The epidermal growth factor receptor (EGFR) is altered in 50% of glioblastomas (GBMs), but EGFR inhibitors have yielded disappointing results in clinical assays. A new study may allow improved targeting of EGFR-dependent GBMs by identifying a key regulator of EGFR in GBMs (J. Clin. Invest. http://dx.doi.org/10.1172/JCI63623).

Natividad Pozo et al. examined the effect of DYRK1A, a kinase important in central nervous system development, on EGFR in established GBM cell lines. They found that silencing of DYRK1A led to a reduction in the amounts of EGFR and inhibited self-renewal of the cells. Downregulation of DYRK1A also decreased tumor growth in nude mice after injection of GBM cells. Similarly, the authors found that pharmacological inhibition of DYRK1A reduced self-renewal of GBM cells and decreased tumor growth in nude mice injected with GBM cells.

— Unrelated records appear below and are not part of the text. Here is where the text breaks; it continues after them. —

PR #2118, opened 2026-07-26
fix: reject cross-origin keystroke POSTs in WebTerminal

uchiha-bug-hunter:
Cross-origin POST to /terminal on an unpatched build, no preflight involved:

    > POST /terminal HTTP/1.1
    > Host: localhost:52341
    > Origin: http://evil.example
    > Content-Type: application/x-www-form-urlencoded
    >
    > k=curl+http%3A%2F%2Fevil.example%2Fx%7Csh    then k=%0D

    < HTTP/1.1 200 OK
    LineReader received: [curl http://evil.example/x|sh]

TerminalAjaxHandler validates only the request method, so any page the user has open can auto-submit a form at the terminal and type a command into the session. Binding to localhost is the only boundary WebTerminal has, and a cross-site form POST goes straight through it.

Requests now need their Origin, when present, to match the request Host; clients that send none are left alone.

## Summary by CodeRabbit

* **Bug Fixes**
  * Reject cross-origin web terminal AJAX POST requests with HTTP 403 when the `Origin` header doesn’t match the request host.
  * Deny unauthorized requests before any terminal input processing or output rendering.
  * Continue allowing requests that omit `Origin` or are same-origin.
* **Tests**
  * Added an integration test that verifies cross-origin POST rejection (including opaque `"null"` origin) using raw HTTP over a socket.
  * Improved test timing by replacing fixed waits with a prompt-wait helper and enhanced assertions for tab completion.

### DIFF
--- a/builtins/src/test/java/org/jline/builtins/WebTerminalIntegrationTest.java
+++ b/builtins/src/test/java/org/jline/builtins/WebTerminalIntegrationTest.java
@@ -8,9 +8,12 @@
  */
 package org.jline.builtins;
 
+import java.io.BufferedReader;
 import java.io.IOException;
+import java.io.InputStreamReader;
 import java.io.OutputStream;
 import java.net.HttpURLConnection;
+import java.net.Socket;
 import java.net.URL;
 import java.nio.charset.StandardCharsets;
 import java.util.concurrent.CountDownLatch;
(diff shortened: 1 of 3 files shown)


gnodet (approved):
**LGTM** — Clean, well-scoped CSRF mitigation for a real cross-origin keystroke injection vulnerability in WebTerminal. The fix correctly validates Origin against Host on the only state-mutating endpoint, and the test coverage is thorough — including cross-origin rejection, opaque `null` origin rejection, same-origin acceptance, and end-to-end verification that blocked keystrokes never reach the reader.

**Minor note (not blocking):** The `isSameOrigin` method strips the scheme from Origin and compares the authority portion against the Host header. Browsers are consistent about including or omitting default ports in both headers, so this works correctly in practice. In the unlikely case a non-browser client sends an explicit default port in one header but not the other (e.g., `Origin: http://localhost:80` with `Host: localhost`), the comparison would fail — but that's the safer direction (reject rather than allow) and shouldn't affect real usage since WebTerminal typically runs on non-standard ports.

Other observations:
- The fix is correctly placed after the method check and before form data parsing, so rejected requests never reach the input processing path (fail fast).
- The raw-socket approach in the test helper `postWithOrigin` is the right call since `HttpURLConnection` prohibits setting the `Origin` header.
- The existing test suite (no Origin header) implicitly validates that non-browser clients continue to work through the "no Origin = allow" path.

uchiha-bug-hunter:
Pushed the follow-ups.

`isSameOrigin` now takes the authority from `URI.create(origin)` instead of splitting on `://`, so userinfo and malformed values fail closed rather than going through the substring path. Behaviour on the cases the tests cover is unchanged: foreign origin and the opaque `null` origin still get 403, same-origin still gets 200.

On the default-port note: URI parsing does not change that either. `Origin: http://localhost:80` against `Host: localhost` still rejects, which is the direction I would want, and browsers emit both headers with the same normalisation so the page WebTerminal serves is unaffected.

Also documented the direct-bind assumption on the method, since a proxy rewriting `Host` would break the comparison, and put a 5s SO_TIMEOUT on the raw-socket test helper so a regression fails instead of hanging.

`./mvx mvn test -pl builtins`: 1079 tests, 0 failures, `WebTerminalIntegrationTest` 14/14.

gnodet (approved):
Re-reviewed after the follow-up commit. The changes cleanly address all review suggestions:

- **URI-based origin parsing** — replaced manual `indexOf`/`substring` with `URI.create(origin).getAuthority()`, failing closed on malformed origins via `IllegalArgumentException` catch
- **Socket timeout** — added `setSoTimeout(5000)` to the raw-socket test helper to prevent test hangs on regression
- **Deployment constraint docs** — added Javadoc documenting the direct-bind deployment assumption (reverse proxy Host rewriting would break the comparison)

The security logic itself (same-origin validation) is unchanged and correct. All tests pass, SonarCloud quality gate passed. LGTM.

builtins/src/test/java/org/jline/builtins/WebTerminalIntegrationTest.java
```diff
@@ -330,6 +333,77 @@ void testMethodNotAllowed() throws IOException {
...
+                readLine.set(line);
+                lineRead.countDown();
+            } catch (Exception e) {
+                // terminal closed
+            }
+        });
+        readerThread.setDaemon(true);
+        readerThread.start();
+
+        assertTrue(readerReady.await(5, TimeUnit.SECONDS));
```
gnodet, line 352: Consider replacing `Thread.sleep(200)` with Awaitility — it's already in the parent POM (`4.3.0`). This way the test polls for the actual condition (prompt visible = `readLine()` is active) instead of guessing a sleep duration:

```suggestion
        // Wait until the reader has entered readLine() and displayed the prompt
        await().atMost(5, TimeUnit.SECONDS)
                .pollInterval(Duration.ofMillis(50))
                .untilAsserted(() -> assertTrue(
                        postToTerminal("f=1").contains("$"),
                        "Prompt should be visible"));
```

This requires adding the dependency to `builtins/pom.xml`:
```xml
<dependency>
    <groupId>org.awaitility</groupId>
    <artifactId>awaitility</artifactId>
    <scope>test</scope>
</dependency>
```

And the import: `import static org.awaitility.Awaitility.await;`

The same pattern could be applied to the other `Thread.sleep` calls in this test class too.

gnodet (commented):
Minor suggestion: the `Thread.sleep(200)` calls in the tests are a bit fragile — on slow CI machines 200ms might not be enough, and on fast machines it's wasted time.

Awaitility is already available in the parent POM (4.3.0) and would make these tests more robust by polling for the actual condition instead of guessing a sleep duration.

builtins/src/test/java/org/jline/builtins/WebTerminalIntegrationTest.java
uchiha-bug-hunter: Done. Added the awaitility test dependency and replaced all six sleeps in the class: the five prompt waits go through a shared awaitPrompt() helper that polls f=1 for the prompt, and the 500ms completion wait in testTabCompletion now polls for the candidates instead. The explicit prompt assert in testSendKeyboardInput was folded into the helper since it checked the same thing. builtins suite still green, 1079 tests.

gnodet (approved):
Great follow-up! The Awaitility adoption is thorough and well-executed:

- **awaitility dependency** added to `builtins/pom.xml` (version managed by parent POM)
- **Shared `awaitPrompt()` helper** using `await().atMost(5, SECONDS).pollInterval(50ms).untilAsserted()` — clean and DRY
- **All five `Thread.sleep(200)` calls replaced** with `awaitPrompt()`
- **`Thread.sleep(500)` in `testTabCompletion`** replaced with Awaitility polling for completion candidates
- **Zero `Thread.sleep` calls remain** in the test class

The security fix itself is unchanged and correct. SonarCloud quality gate passed. LGTM.

builtins/src/test/java/org/jline/builtins/WebTerminalIntegrationTest.java
```diff
@@ -196,25 +195,22 @@ void testTabCompletion() throws Exception {
...
         // After "hel" + Tab, the common prefix "hel" should be shown,
         // and completions "hello" and "help" should appear
-        assertTrue(
-                response.contains("hello") || response.contains("help") || response.contains("hel"),
-                "Tab completion should show candidates: " + response);
+        await().atMost(5, TimeUnit.SECONDS).pollInterval(Duration.ofMillis(50)).untilAsserted(() -> {
+            String response = postToTerminal("f=1");
+            assertTrue(
+                    response.contains("hello") || response.contains("help") || response.contains("hel"),
+                    "Tab completion should show candidates: " + response);
```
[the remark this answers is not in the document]
uchiha-bug-hunter: Checked this against the reader before touching it. The `&&` version fails: after a single Tab the screen is `$ hel` with nothing listed, and a second Tab inserts the first candidate so the line becomes `$ hello`. Both names are never on screen at once, so asserting them would test behaviour this reader doesn't have.

The point about `hel` making the condition weak is fair, but that assertion predates this PR and I only wrapped it in the await, so I'd rather not widen a CSRF fix into retuning the completion test. If it's worth tightening, asserting the line reads `hello` after two Tabs is the check that actually proves completion ran.

uchiha-bug-hunter:
The red build on this head isn't from the change. The Windows runner hit a GitHub API rate limit while resolving the mvx version, fell back to the literal string `latest`, and then failed to download `releases/download/vlatest/mvx-windows-amd64.exe`, so Maven never started. Fail-fast cancelled the other seven compile jobs, which is why they all show red at around 50s. The native-image jobs in the same run went green.

Locally on 479bcce the builtins suite is 1079 tests, 0 failures, with WebTerminalIntegrationTest at 14/14. A re-run should clear it, I don't have the rights to trigger one.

The researchers then turned their attention to human glioma samples, finding that DYRK1A was more highly expressed in gliomas compared with normal brain tissue. They also identified a positive correlation between EGFR and DYRK1A expression in GBM samples.

Notably, the authors' data indicate that DYRK1A acts at the level of regulating EGFR stability rather than its kinase activity. They suggest that targeting DYRK1A, either alone or in combination with EGFR inhibitors, could have therapeutic benefit in EGFR-dependent GBMs.